→ Dataset records

PR #962, opened 2022-07-21
Copy local file to pod using tar

lazarkrstic:


examples/cp/demo.txt
```diff
@@ -0,0 +1,4 @@
+Lorem ipsum dolor sit amet, consectetur adipiscing elit, sed do eiusmod tempor incididunt ut labore et dolore magna aliqua.
```
tg123, line 1: could you please remove this file?

tg123 (commented):
thanks

I will make inner websocket chunked

tg123 (approved):
/LGTM

lazarkrstic:
Can you remove label `invalid-commit-message` , I amended my privious git message

tg123:
do not put `#` in message, just remove it and push -f

tg123 (approved):
/LGTM

cody-malcolm:
@lazarkrstic Thanks for doing this. When I use this example, the file is copied to the pod successfully, but then the thread blocks on the error checking starting at line 96...specifically being blocked by `streamReader.EndOfStream`. I have tried various other ways to perform the same check (such as ReadLine, Read, or stdError.Length) and they all block. If I remove the error check entirely, it will block in Kubernetes.Exec.cs at `await errorReader.ReadToEndAsync().ConfigureAwait(false);`. Do you know why this might be happening or what can be done to fix it? I'm out of ideas to fix it. Thanks in advance.

tg123:
@cody-malcolm what is your base image?

only ubuntu' tar passed the test


see comment here
https://github.com/kubernetes-client/csharp/blob/fd3931c994f6ce6fab60253acf72edb7d750ff30/tests/E2E.Tests/MinikubeTests.cs#L654

cody-malcolm:
@tg123 We are using node:16.15.0-alpine base image. Based on Alpine Linux.

PR #990, opened 2022-08-30
Updated lib dependency and bump version of System.Diagnostics.Diagnos…

m3nax:
…ticSource to 6.0.0


brendandburns:
/approve

@tg123 for final lgtm to check this to make sure there's nothing unexpected caused by this change. (he knows dotnet build better than I do)

tg123 (approved):
/LGTM

PR #994, opened 2022-09-03
Enhance AbstractKubernetes SendRequest extensibility

wimoy:
We want to use a Polly to handle retries in the KubernetesClient send request code path. HttpRequestMessage and HttpContent objects can only be passed in once to an HttpClient.SendAsync call. On each retry, a new HttpRequestMessage needs to be constructed; the previous HttpRequestMessage cannot be reused. We want the send request extensibility point in KubernetesClient to provide the underlying data used to construct the HttpRequestMessage instead of providing the HttpRequestMessage itself.

This PR generalizes the existing send request extensibility without making the contract more complicated.

### DIFF
--- a/src/KubernetesClient.Basic/AbstractKubernetes.cs
+++ b/src/KubernetesClient.Basic/AbstractKubernetes.cs
@@ -54,19 +54,6 @@ public abstract partial class AbstractKubernetes
         }
     }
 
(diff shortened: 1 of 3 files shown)


tg123:
btw could you please add an example or document how to mock/test Kubernetes client?

better to illustrate why the change is needed
and 
help others in similar situations

brendandburns:
/approve

Sorry I missed this PR...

→ Instructions to follow
Each line of the material that contains the string "please" has to be copied out.

→ Written response
tg123, line 1: could you please remove this file?
btw could you please add an example or document how to mock/test Kubernetes client?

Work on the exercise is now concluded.